[Data records]
----
PR #1232, opened 2023-01-14
Update cadquery_cheatsheet.html

pbjacob:
'+Z' may select multiple faces, so its 'Objects Returned' should be '0..many'. Actually, the third example in this table, namely -X selector, is already correct result, which should be the same with +Z.


jmwright (approved):
Thanks for the contribution @pbjacob

jmwright:
Straight forward cheatsheet fix. Merging.

Issue #1090, opened 2022-05-24
extrude in subtractive mode ignores both parameter


lorenzncode:
```
import cadquery as cq

w, l, h = 50, 20, 15
lsnap = 8
rsnap = 0.5

s = cq.Sketch().circle(rsnap)

b = (
    cq.Workplane()
    .box(w, l, h)
    .tag("box")
    .faces("<Y")
    .vertices("<X and >Z")
    .workplane(centerOption="CenterOfMass", offset=-l/2)
    .center(0, -2.0)
    .placeSketch(s)
    .extrude(lsnap, combine="a", both=True)
    .center(0, -3.0)
    .placeSketch(s)
    # subtractive, both is ignored
    .extrude(lsnap, combine="s", both=True)
)
```

YHRen:
encountered the same problem. `both` in extrude is ignored after `placeSketch`.

YHRen:
when `combine="s"`, it defers to "cutBlind" which ignores "both".

PR #1234, opened 2023-01-15
fix bug: extrude both direction and cut #1090

YHRen:
This RP tries to fix a bug #1090 that when `both=True` and `combine="cut"` used in `extrude`, the `both=True` is ignored. The simple fix is to add a `both` argument to `cutBlind`, which is called by `extrude` when `combine=cut` is used. A corresponding test is also added.

However, there is a subtle numerical issue (I believe) caused by flipping the norm direction:
https://github.com/CadQuery/cadquery/blob/a2c1f7c4a6176ef431c1dd84170d2caebef71e8e/cadquery/cq.py#L3648

This will result a fathom face between the two extruded objects, as shown below:
 
extrude_both_cut

This shouldn't be a problem for exporting to stl, but it is troubling nonetheless. Please feel free to make changes.

### DIFF
--- a/cadquery/cq.py
+++ b/cadquery/cq.py
@@ -3037,7 +3037,7 @@ class Workplane(object):
 
         # If subtractive mode is requested, use cutBlind
         if combine in ("cut", "s"):
-            return self.cutBlind(until, clean, taper)
+            return self.cutBlind(until, clean, both, taper)
 
         # Handle `until` multiple values
         elif until in ("next", "last") and combine in (True, "a"):
@@ -3162,7 +3162,7 @@ class Workplane(object):
             from warnings import warn
 
             warn(
-                "sweepAlongWires keyword argument is is deprecated and will "
+                "sweepAlongWires keyword argument is deprecated and will "
                 "be removed in the next version; use multisection instead",
                 DeprecationWarning,
             )
@@ -3440,6 +3440,7 @@ class Workplane(object):
         self: T,
         until: Union[float, Literal["next", "last"], Face],
         clean: bool = True,
+        both: bool = False,
         taper: Optional[float] = None,
     ) -> T:
         """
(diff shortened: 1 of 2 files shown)


adam-urbanczyk:
@YHRen would you be able to increase the coverage of the diff?

YHRen:
> @YHRen would you be able to increase the coverage of the diff?

@adam-urbanczyk Yes. Let me give it a try later tonight.

YHRen:
@adam-urbanczyk  Please take a look once you have time.

adam-urbanczyk (approved):
Thanks @YHRen . I added a glue step before cutting and now the spurious face seems to be gone.

cadquery/cq.py
```diff
@@ -3451,19 +3452,43 @@ def cutBlind(
         """
         # Handling of `until` passed values
         s: Union[Compound, Solid, Shape]
+        if isinstance(both, float) and taper == None:
```
lorenzncode, line 3455: Should the deprecation warning include a check for `int` type input?

lorenzncode (commented):
I'd suggest to add to docstring after clean (similar to extrude docstring):
```
        :param both: cut in both directions symmetrically
```

cadquery/cq.py
YHRen: @lorenzncode `int` will block boolean.

```
>>> isinstance(True, int)
True
```

YHRen:
> Thanks @YHRen . I added a glue step before cutting and now the spurious face seems to be gone.

This is very cool! I was no aware of `fuse` function. Thank you!

YHRen:
> 



> I'd suggest to add to docstring after clean (similar to extrude docstring):
> 
> ```
>         :param both: cut in both directions symmetrically
> ```

Added. Good point.

cadquery/cq.py
lorenzncode: The pytest also required an explicit conversion to float to trigger the warning which may not be typical of normal usage.

lorenzncode (approved):
I tested the branch and now extrude in subtractive mode (combine="s"), and with both=True works as expected.  cutBlind is backwards compatible when taper is provided as float value.  

Thanks @YHRen!

adam-urbanczyk:
Thanks again @YHRen !

YHRen:
@lorenzncode  @adam-urbanczyk  It's my pleasure. Thank you for maintaining cadquery.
----
[Task directions] Give an exact transcription of the data shown above.

[Worked solution]
PR #1232, opened 2023-01-14
Update cadquery_cheatsheet.html

pbjacob:
'+Z' may select multiple faces, so its 'Objects Returned' should be '0..many'. Actually, the third example in this table, namely -X selector, is already correct result, which should be the same with +Z.


jmwright (approved):
Thanks for the contribution @pbjacob

jmwright:
Straight forward cheatsheet fix. Merging.

Issue #1090, opened 2022-05-24
extrude in subtractive mode ignores both parameter


lorenzncode:
```
import cadquery as cq

w, l, h = 50, 20, 15
lsnap = 8
rsnap = 0.5

s = cq.Sketch().circle(rsnap)

b = (
    cq.Workplane()
    .box(w, l, h)
    .tag("box")
    .faces("<Y")
    .vertices("<X and >Z")
    .workplane(centerOption="CenterOfMass", offset=-l/2)
    .center(0, -2.0)
    .placeSketch(s)
    .extrude(lsnap, combine="a", both=True)
    .center(0, -3.0)
    .placeSketch(s)
    # subtractive, both is ignored
    .extrude(lsnap, combine="s", both=True)
)
```

YHRen:
encountered the same problem. `both` in extrude is ignored after `placeSketch`.

YHRen:
when `combine="s"`, it defers to "cutBlind" which ignores "both".

PR #1234, opened 2023-01-15
fix bug: extrude both direction and cut #1090

YHRen:
This RP tries to fix a bug #1090 that when `both=True` and `combine="cut"` used in `extrude`, the `both=True` is ignored. The simple fix is to add a `both` argument to `cutBlind`, which is called by `extrude` when `combine=cut` is used. A corresponding test is also added.

However, there is a subtle numerical issue (I believe) caused by flipping the norm direction:
https://github.com/CadQuery/cadquery/blob/a2c1f7c4a6176ef431c1dd84170d2caebef71e8e/cadquery/cq.py#L3648

This will result a fathom face between the two extruded objects, as shown below:
 
extrude_both_cut

This shouldn't be a problem for exporting to stl, but it is troubling nonetheless. Please feel free to make changes.

### DIFF
--- a/cadquery/cq.py
+++ b/cadquery/cq.py
@@ -3037,7 +3037,7 @@ class Workplane(object):
 
         # If subtractive mode is requested, use cutBlind
         if combine in ("cut", "s"):
-            return self.cutBlind(until, clean, taper)
+            return self.cutBlind(until, clean, both, taper)
 
         # Handle `until` multiple values
         elif until in ("next", "last") and combine in (True, "a"):
@@ -3162,7 +3162,7 @@ class Workplane(object):
             from warnings import warn
 
             warn(
-                "sweepAlongWires keyword argument is is deprecated and will "
+                "sweepAlongWires keyword argument is deprecated and will "
                 "be removed in the next version; use multisection instead",
                 DeprecationWarning,
             )
@@ -3440,6 +3440,7 @@ class Workplane(object):
         self: T,
         until: Union[float, Literal["next", "last"], Face],
         clean: bool = True,
+        both: bool = False,
         taper: Optional[float] = None,
     ) -> T:
         """
(diff shortened: 1 of 2 files shown)


adam-urbanczyk:
@YHRen would you be able to increase the coverage of the diff?

YHRen:
> @YHRen would you be able to increase the coverage of the diff?

@adam-urbanczyk Yes. Let me give it a try later tonight.

YHRen:
@adam-urbanczyk  Please take a look once you have time.

adam-urbanczyk (approved):
Thanks @YHRen . I added a glue step before cutting and now the spurious face seems to be gone.

cadquery/cq.py
```diff
@@ -3451,19 +3452,43 @@ def cutBlind(
         """
         # Handling of `until` passed values
         s: Union[Compound, Solid, Shape]
+        if isinstance(both, float) and taper == None:
```
lorenzncode, line 3455: Should the deprecation warning include a check for `int` type input?

lorenzncode (commented):
I'd suggest to add to docstring after clean (similar to extrude docstring):
```
        :param both: cut in both directions symmetrically
```

cadquery/cq.py
YHRen: @lorenzncode `int` will block boolean.

```
>>> isinstance(True, int)
True
```

YHRen:
> Thanks @YHRen . I added a glue step before cutting and now the spurious face seems to be gone.

This is very cool! I was no aware of `fuse` function. Thank you!

YHRen:
> 



> I'd suggest to add to docstring after clean (similar to extrude docstring):
> 
> ```
>         :param both: cut in both directions symmetrically
> ```

Added. Good point.

cadquery/cq.py
lorenzncode: The pytest also required an explicit conversion to float to trigger the warning which may not be typical of normal usage.

lorenzncode (approved):
I tested the branch and now extrude in subtractive mode (combine="s"), and with both=True works as expected.  cutBlind is backwards compatible when taper is provided as float value.  

Thanks @YHRen!

adam-urbanczyk:
Thanks again @YHRen !

YHRen:
@lorenzncode  @adam-urbanczyk  It's my pleasure. Thank you for maintaining cadquery.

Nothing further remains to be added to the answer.